### DIRECTIONS FOR THIS TASK
For the material below, return exactly the lines starting at the one holding "PR #87, opened 2025-09-23" and ending at the one holding "The following code", counting both as part of the range.

### DATASET EXCERPTS

____________

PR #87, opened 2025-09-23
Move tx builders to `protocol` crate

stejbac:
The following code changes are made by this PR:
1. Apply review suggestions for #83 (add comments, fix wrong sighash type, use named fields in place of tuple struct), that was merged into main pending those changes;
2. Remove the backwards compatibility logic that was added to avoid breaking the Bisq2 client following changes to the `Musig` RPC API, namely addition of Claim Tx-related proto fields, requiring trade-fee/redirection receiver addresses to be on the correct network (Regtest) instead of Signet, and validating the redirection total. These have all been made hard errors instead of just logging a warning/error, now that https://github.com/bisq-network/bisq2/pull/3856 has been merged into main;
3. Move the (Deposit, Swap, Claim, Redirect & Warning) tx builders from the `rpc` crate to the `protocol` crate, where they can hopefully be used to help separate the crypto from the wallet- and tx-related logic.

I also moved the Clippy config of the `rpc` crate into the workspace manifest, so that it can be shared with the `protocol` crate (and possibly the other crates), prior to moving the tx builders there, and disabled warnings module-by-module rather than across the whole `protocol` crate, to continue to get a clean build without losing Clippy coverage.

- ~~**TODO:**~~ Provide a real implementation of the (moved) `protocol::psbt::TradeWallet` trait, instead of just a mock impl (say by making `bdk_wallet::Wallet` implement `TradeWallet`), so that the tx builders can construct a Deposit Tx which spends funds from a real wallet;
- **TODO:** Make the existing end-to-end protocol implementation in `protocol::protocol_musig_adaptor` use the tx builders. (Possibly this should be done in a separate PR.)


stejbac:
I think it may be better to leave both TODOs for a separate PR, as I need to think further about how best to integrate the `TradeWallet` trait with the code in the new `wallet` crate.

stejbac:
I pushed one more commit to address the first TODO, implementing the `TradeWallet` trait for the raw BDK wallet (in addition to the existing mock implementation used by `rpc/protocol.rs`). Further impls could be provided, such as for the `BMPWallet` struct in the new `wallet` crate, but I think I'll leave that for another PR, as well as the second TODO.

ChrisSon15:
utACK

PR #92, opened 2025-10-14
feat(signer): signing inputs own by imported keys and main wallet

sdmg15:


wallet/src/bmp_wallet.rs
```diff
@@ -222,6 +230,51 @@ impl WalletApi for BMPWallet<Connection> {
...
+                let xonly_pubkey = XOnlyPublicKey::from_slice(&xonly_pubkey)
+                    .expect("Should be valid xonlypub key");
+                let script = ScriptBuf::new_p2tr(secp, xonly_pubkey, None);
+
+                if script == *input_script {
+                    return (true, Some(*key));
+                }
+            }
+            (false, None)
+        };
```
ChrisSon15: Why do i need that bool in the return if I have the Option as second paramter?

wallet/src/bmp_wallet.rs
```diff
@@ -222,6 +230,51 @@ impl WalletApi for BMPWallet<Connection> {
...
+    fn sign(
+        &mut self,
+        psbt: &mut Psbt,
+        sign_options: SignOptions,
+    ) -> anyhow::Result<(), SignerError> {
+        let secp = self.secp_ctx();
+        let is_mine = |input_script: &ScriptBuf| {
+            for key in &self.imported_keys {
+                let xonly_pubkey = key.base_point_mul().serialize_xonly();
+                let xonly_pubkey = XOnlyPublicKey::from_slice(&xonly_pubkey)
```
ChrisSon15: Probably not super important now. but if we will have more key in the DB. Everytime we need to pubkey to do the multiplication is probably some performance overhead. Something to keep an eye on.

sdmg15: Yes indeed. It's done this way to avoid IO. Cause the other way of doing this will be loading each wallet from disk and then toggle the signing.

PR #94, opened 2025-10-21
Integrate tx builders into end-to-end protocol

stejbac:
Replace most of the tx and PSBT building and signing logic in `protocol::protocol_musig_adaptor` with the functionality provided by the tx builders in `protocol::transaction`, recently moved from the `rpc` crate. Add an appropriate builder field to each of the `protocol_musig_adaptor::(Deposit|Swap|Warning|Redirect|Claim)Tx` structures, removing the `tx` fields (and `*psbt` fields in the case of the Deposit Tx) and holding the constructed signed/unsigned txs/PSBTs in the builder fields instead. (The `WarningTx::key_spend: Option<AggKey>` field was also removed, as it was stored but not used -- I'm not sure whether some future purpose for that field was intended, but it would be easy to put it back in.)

____________

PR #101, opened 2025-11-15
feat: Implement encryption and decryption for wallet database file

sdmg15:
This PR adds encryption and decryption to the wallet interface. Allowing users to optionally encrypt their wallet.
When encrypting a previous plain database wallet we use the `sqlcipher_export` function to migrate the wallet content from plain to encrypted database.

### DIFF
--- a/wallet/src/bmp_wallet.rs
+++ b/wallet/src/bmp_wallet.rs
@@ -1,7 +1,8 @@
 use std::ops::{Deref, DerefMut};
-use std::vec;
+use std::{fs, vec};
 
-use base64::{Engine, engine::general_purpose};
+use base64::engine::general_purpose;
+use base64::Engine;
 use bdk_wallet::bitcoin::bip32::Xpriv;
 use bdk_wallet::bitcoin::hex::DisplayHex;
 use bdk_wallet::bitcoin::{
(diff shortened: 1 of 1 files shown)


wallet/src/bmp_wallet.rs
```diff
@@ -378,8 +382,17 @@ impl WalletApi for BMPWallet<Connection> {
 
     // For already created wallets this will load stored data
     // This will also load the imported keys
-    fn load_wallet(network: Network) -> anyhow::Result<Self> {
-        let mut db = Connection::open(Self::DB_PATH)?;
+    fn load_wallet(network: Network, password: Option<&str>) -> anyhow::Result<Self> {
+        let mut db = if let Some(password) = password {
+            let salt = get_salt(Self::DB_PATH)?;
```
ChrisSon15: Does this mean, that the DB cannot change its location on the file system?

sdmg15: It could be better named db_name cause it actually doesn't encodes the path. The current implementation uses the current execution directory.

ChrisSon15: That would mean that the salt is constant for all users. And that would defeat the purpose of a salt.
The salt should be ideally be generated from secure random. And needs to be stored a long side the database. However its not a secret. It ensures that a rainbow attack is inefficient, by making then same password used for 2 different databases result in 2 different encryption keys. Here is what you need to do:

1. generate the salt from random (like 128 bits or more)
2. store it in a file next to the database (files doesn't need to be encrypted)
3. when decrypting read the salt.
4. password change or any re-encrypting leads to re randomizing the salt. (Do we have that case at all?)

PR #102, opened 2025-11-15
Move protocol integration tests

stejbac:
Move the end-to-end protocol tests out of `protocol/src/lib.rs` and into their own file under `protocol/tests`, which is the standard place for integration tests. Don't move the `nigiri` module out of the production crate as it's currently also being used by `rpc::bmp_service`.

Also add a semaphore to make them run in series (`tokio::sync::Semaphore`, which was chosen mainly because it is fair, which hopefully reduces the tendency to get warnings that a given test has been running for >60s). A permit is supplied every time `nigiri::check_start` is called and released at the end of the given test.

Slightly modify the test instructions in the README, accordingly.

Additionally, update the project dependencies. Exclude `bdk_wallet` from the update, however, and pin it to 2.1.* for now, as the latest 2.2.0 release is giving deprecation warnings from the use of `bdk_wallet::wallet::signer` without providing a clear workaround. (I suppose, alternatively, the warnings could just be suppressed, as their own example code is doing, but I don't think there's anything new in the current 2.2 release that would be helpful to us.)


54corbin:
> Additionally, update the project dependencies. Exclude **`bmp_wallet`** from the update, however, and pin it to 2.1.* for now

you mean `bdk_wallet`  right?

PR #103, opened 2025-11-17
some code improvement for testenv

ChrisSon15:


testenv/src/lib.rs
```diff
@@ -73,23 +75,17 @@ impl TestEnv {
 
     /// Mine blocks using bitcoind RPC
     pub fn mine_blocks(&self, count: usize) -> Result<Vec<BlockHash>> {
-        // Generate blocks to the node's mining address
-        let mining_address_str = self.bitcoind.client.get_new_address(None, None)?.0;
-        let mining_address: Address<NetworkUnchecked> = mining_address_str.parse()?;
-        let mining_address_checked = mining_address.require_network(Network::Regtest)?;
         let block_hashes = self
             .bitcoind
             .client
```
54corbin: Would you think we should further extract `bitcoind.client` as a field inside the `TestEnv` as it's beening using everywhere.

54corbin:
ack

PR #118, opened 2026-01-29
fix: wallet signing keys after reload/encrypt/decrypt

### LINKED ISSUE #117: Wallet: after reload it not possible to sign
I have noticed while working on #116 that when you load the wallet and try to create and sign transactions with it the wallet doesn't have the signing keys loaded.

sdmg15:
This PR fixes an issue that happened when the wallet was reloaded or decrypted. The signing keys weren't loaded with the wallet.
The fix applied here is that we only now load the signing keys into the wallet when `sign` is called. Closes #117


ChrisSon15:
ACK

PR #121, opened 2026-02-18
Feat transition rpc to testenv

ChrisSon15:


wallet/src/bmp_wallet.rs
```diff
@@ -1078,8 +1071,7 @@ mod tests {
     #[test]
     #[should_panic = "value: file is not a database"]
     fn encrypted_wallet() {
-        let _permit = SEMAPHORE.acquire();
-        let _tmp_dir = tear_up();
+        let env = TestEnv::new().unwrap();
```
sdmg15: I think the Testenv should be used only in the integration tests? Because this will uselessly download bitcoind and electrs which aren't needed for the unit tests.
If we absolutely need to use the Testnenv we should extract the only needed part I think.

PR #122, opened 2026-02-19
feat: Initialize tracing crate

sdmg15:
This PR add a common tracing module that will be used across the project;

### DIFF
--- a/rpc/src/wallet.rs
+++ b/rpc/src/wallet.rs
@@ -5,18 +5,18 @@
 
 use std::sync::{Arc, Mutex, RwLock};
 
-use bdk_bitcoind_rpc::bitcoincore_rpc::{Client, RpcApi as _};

____________

### EXERCISE ANSWER
PR #87, opened 2025-09-23
Move tx builders to `protocol` crate

stejbac:
The following code changes are made by this PR:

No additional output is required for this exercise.